How can a large language model (LLM) agent effectively learn from its own experiences-both achievements and setbacks-without undergoing full retraining? Google Research introduces ReasoningBank, an innovative memory framework designed for AI agents that transforms their interaction histories-including failures as well as successes-into reusable, high-level reasoning strategies. These distilled strategies are then retrieved to inform future decision-making, creating a continuous feedback loop that enables the agent to self-improve over time. When combined with memory-aware test-time scaling (MaTTS), this method achieves up to a 34.2% relative boost in effectiveness and reduces interaction steps by 16% across benchmarks in web navigation and software engineering, outperforming previous memory systems that rely on raw logs or success-only workflows.
Understanding the Challenge: Why Current LLM Agents Struggle to Learn
LLM agents are increasingly tasked with complex, multi-step operations such as web browsing, software debugging, and repository-level code fixes. However, a significant limitation is their inability to effectively accumulate and leverage past experiences. Traditional memory mechanisms often store raw interaction logs or rigid procedural workflows, which tend to be fragile when applied across different environments. Moreover, these systems typically overlook the valuable insights embedded in failure cases, where much of the actionable knowledge resides. ReasoningBank addresses this by reimagining memory as a collection of concise, human-readable strategy units that encapsulate transferable reasoning patterns, making them adaptable across diverse tasks and domains.

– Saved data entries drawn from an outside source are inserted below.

PR #3156, opened 2024-03-19
fix form editors and geometry

PeterPetrik:


app/qml/form/editors/MMFormTextMultilineEditor.qml
```diff
@@ -38,7 +38,7 @@ MMBaseInput {
   property bool _fieldRememberValueState: parent.fieldRememberValueState
 
   property alias placeholderText: textArea.placeholderText
-  property alias text: textArea.text
+  property string text: _fieldValue === undefined || _fieldValueIsNull ? '' : _fieldValue
```
tomasMizera, line 41: Why not having this directly in the `textArea.text` property?

tomasMizera (approved):

app/qml/form/editors/MMFormTextMultilineEditor.qml
PeterPetrik: if we use alias we get runtime warnings 
`qrc:/com.merginmaps/imports/MMInput/form/MMFormPage.qml:261:7: QML Loader: Binding loop detected for property "fieldValue"`

without alias it works 🤷

PR #3159, opened 2024-03-19
Add layer name and layer geometry icon to multi-identify results

uclaros:
Add an icon according to layer's geometry type, add layer name as a secondary _description_ text.

image

Also fixes scrolling in MMListDrawer, it would always snap-return to top of list.

issues:
Spacing between primary and secondary text probably needs some adjusting to match the design docs.
List items overlap the Header when scrolled, as seen on the screenshot above (was the case before this pr too)

### DIFF
--- a/app/qml/components/MMListDrawerItem.qml
+++ b/app/qml/components/MMListDrawerItem.qml
@@ -50,14 +50,14 @@ Item {
       height: parent.height
       width: parent.width
 
-      Text {
+      MMText {
         width: parent.width
         text: control.text
         color: __style.nightColor
         font: __style.t3
       }
 
-      Text {
+      MMText {
         width: parent.width
         text: control.description
         color: __style.nightColor
--- a/app/qml/components/MMListDrawerItem.qml
+++ b/app/qml/components/MMListDrawerItem.qml
@@ -15,10 +15,11 @@ import QtQuick.Layouts
 Item {
   id: control
 
-  signal clicked(type: string)
+  signal clicked(var type)
 
-  property string type
+  property var type
   property string text
+  property string description
   property var iconSource
 
   property bool isActive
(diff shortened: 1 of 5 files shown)


app/qml/components/MMListDrawerItem.qml
```diff
@@ -45,14 +46,24 @@ Item {
...
     }
 
-    Text {
-      Layout.fillWidth: true
+    Column {
       height: parent.height
-      Layout.alignment: Qt.AlignVCenter
+      width: parent.width
+
+      Text {
```
PeterPetrik, line 53: MMText

app/qml/components/MMListDrawerItem.qml
```diff
@@ -45,14 +46,24 @@ Item {
...
+        width: parent.width
+        text: control.text
+        color: __style.nightColor
+        font: __style.t3
+      }
 
-      text: control.text
-      color: __style.nightColor
-      font: __style.t3
+      Text {
```
PeterPetrik, line 60: MMText

app/qml/main.qml
```diff
@@ -774,17 +774,18 @@ ApplicationWindow {
...
 
-  MMDropdownDrawer {
+  MMListDrawer {
     id: featurePairSelection
 
-    title: qsTr( "Select feature" )
-    withSearchbar: false
-    model: MM.FeaturesModel {}
+    drawerHeader.title: qsTr( "Select feature" )
+    maxHeight: ApplicationWindow.window?.height * 2 / 3 ?? 0
```
PeterPetrik, line 781: why it cannot be full screen?

app/qml/main.qml
```diff
@@ -774,17 +774,18 @@ ApplicationWindow {
...
+    listModel: MM.FeaturesModel {}
```
PeterPetrik, line 782: cannot we rename listModel -> model?

PR #3162, opened 2024-03-20
use red button when hard constrains are not met

PeterPetrik:
Screenshot 2024-03-20 at 9 04 45

Screenshot 2024-03-20 at 9 07 12

Screenshot 2024-03-20 at 9 07 04

### DIFF
--- a/app/qml/form/MMFormPage.qml
+++ b/app/qml/form/MMFormPage.qml
@@ -16,8 +16,8 @@ import QtQuick.Dialogs
 import mm 1.0 as MM
 import qgs 1.0 as QGS
 
-import "../components"
-import "./components"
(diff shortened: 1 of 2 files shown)


app/qml/form/MMFormPage.qml
```diff
@@ -443,7 +442,6 @@ Page {
   function save() {
     if ( controller.hasValidationErrors )
     {
-      console.log( qsTr( 'Can not save the form, there are validation errors' ) )
```
tomasMizera, line 446: How about `inpututils.log()` here?

PeterPetrik: Not sure if worth

PR #3168, opened 2024-03-22
Adjustment of the text displayed during synchronization

VitorVieiraZ:
From "Synchronising..." to "Please don't close the app."


tomasMizera:
Hi @VitorVieiraZ 

 - Would it be possible to adjust it like this

image

- You need to add the text "Synchronising project changes" to `ProjectsModel::data` when returning `ProjectDescription`. There is a flag `ProjectSyncPending` that you can use to differentiate if the project is currently being synchronised

tomasMizera (changes requested):
See my comment

PeterPetrik (approved):

PR #3169, opened 2024-03-22
WIP: Add MMListDrawer and MMListMultiselectDrawer

tomasMizera:
Todo:
 - [x] handle invisible state
 - [ ] add lists to the gallery
 - [ ] fix bottom margin with multiselect button

Examples:
- Use with `ListModel` or any kind of cpp model

image

 - Use with `ObjectModel`

image


PeterPetrik:
@tomasMizera I worked a bit on the replacement of drawers in the app - it works really nicely 

only issue I had with MMMapController > activeLayerPanel, where I had to set height to delegate otherwise the panel was empty (minimised)

PeterPetrik (approved):

PR #3172, opened 2024-03-22
Fixed rotation of photos in the MMFormPhotoViewer

VitorVieiraZ:
Bug fix: ISS-102

Fixed: Photos attached from gallery / captured are rotated in the form
The issue was occurring on iOS only.

 

Similar bug also fixed: image rotation in MMPhotoPreview:
| Before | After |
|--------|--------|
||  |

### DIFF
--- a/app/qml/components/MMMorePhoto.qml
+++ b/app/qml/components/MMMorePhoto.qml
@@ -31,6 +31,7 @@ Row {
 
     source: control.photoUrl
     asynchronous: true
+    autoTransform: true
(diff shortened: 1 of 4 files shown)


saberraz:
I remember I fixed this a while back! https://github.com/MerginMaps/mobile/pull/2633

tomasMizera:
> I remember I fixed this a while back! #2633

Indeed! I remembered there was a fix for that but could not find it!

PR #3175, opened 2024-03-25
LayersPanel with MMPage and MMListDrawer

PeterPetrik:
it looks like pageSpacing on MMPage was not used @tomasMizera ?

### DIFF
--- a/app/qml/components/MMPage.qml
+++ b/app/qml/components/MMPage.qml
@@ -16,7 +16,7 @@ Page {
   property alias pageHeader: mmheader
   property alias pageContent: contentGroup.children
 
-  property double pageSpacing: __style.spacing20 // Change this to 20 if using searchbar
+  property double pageSpacing: __style.spacing20 // Usually 20 if using searchbar and 40 without search bar
 
   property real pageBottomMargin: __style.margin20
   property int pageBottomMarginPolicy: MMPage.BottomMarginPolicy.UseMargin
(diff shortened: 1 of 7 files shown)


app/qml/components/MMPage.qml
```diff
@@ -71,16 +71,17 @@ Page {
...
       else {
-        return parent.height
+        return parent.height - root.pageSpacing
       }
     }
     width: parent.width - leftPadding - rightPadding
 
     // center the content
     x: leftPadding
+    y: root.pageSpacing
```
tomasMizera, line 84: Let's instead remove that pageSpacing altogether

app/qml/layers/MMFeaturesListPage.qml
```diff
@@ -25,132 +25,80 @@ Page {
...
 
-  ListView {
-    id: listView
+  Timer {
+    id: searchDelay
+    interval: 500
+    running: false
+    repeat: false
+    onTriggered: featuresModel.searchExpression = searchbox.text
+  }
```
tomasMizera, line 43: This is already a part of MMSearchInput - just use its API

app/qml/layers/MMLayerDetailPage.qml
```diff
@@ -13,9 +13,10 @@ import QtQuick.Layouts
 
 import mm 1.0 as MM
 
-import "../components"
+import "../components" as MMComponents
 import "../inputs"
 
+// Do not use MMPage here
```
tomasMizera, line 19: why?

tomasMizera (changes requested):

app/qml/layers/MMLayerDetailPage.qml
```diff
@@ -113,21 +99,18 @@ Page {
```
tomasMizera, line 99: We should extract the following into `MMSwitchInput`

app/qml/layers/MMLayerDetailPage.qml
tomasMizera: Ah, I see now, wow.

tomasMizera (approved):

How ReasoningBank Works: From Experience to Strategy
Each interaction-whether successful or not-is abstracted into a memory item comprising a title, a brief summary, and detailed content that outlines practical guidelines such as heuristics, validation checks, and operational constraints. The retrieval process is embedding-based, meaning that for any new task, the system identifies the most relevant memory items and incorporates them as system-level guidance. After task execution, new insights are distilled into additional memory items and integrated back into the memory bank. This cycle-retrieve, inject, evaluate, distill, and append-is deliberately streamlined to highlight the power of strategy abstraction rather than complex memory management.
Why This Approach Enables Transferability
Unlike conventional methods that memorize specific website elements or procedural steps, ReasoningBank encodes reasoning patterns such as “prioritize account pages for user-specific information,” “verify pagination modes,” “avoid infinite scroll traps,” and “cross-reference state with task specifications.” Failures are transformed into negative constraints like “avoid relying on search when indexing is disabled” or “always confirm save state before navigation,” which help prevent the repetition of past mistakes. This strategic abstraction allows the agent to generalize knowledge across different contexts effectively.
Introducing Memory-Aware Test-Time Scaling (MaTTS)
While increasing the number of rollouts or refinements during test time can enhance performance, its benefits are limited unless the system can learn from these additional attempts. To address this, the researchers propose Memory-aware test-time scaling (MaTTS), which integrates scaling with ReasoningBank’s memory framework:
- Parallel MaTTS: Executes multiple rollouts simultaneously and employs self-contrastive evaluation to refine the strategy memory.
- Sequential MaTTS: Iteratively improves a single trajectory by extracting intermediate insights as memory signals for ongoing refinement.
This synergy creates a virtuous cycle: richer exploration generates more informative memory, and enhanced memory guides exploration toward more promising solution paths. Empirical results demonstrate that MaTTS delivers more consistent and substantial improvements compared to traditional best-of-N approaches without memory integration.
Performance Highlights: How Effective Is This Framework?
- Improved Success Rates: The combination of ReasoningBank and MaTTS achieves up to a 34.2% relative increase in task success compared to agents without memory, surpassing previous memory designs that only reuse raw interaction traces or success-based routines.
- Greater Efficiency: The approach reduces the number of interaction steps by 16%, with the most significant reductions observed in successful trials, indicating a decrease in redundant actions rather than premature task termination.
Positioning ReasoningBank Within the AI Agent Ecosystem
ReasoningBank functions as a modular memory layer that can be integrated into interactive agents already employing ReAct-style decision loops or best-of-N test-time scaling. It does not replace existing verifiers or planners but rather enhances their capabilities by injecting distilled strategic knowledge at the prompt or system level. In practical applications, it complements frameworks like BrowserGym, WebArena, and Mind2Web for web-based tasks, and builds upon SWE-Bench-Verified environments for software engineering challenges.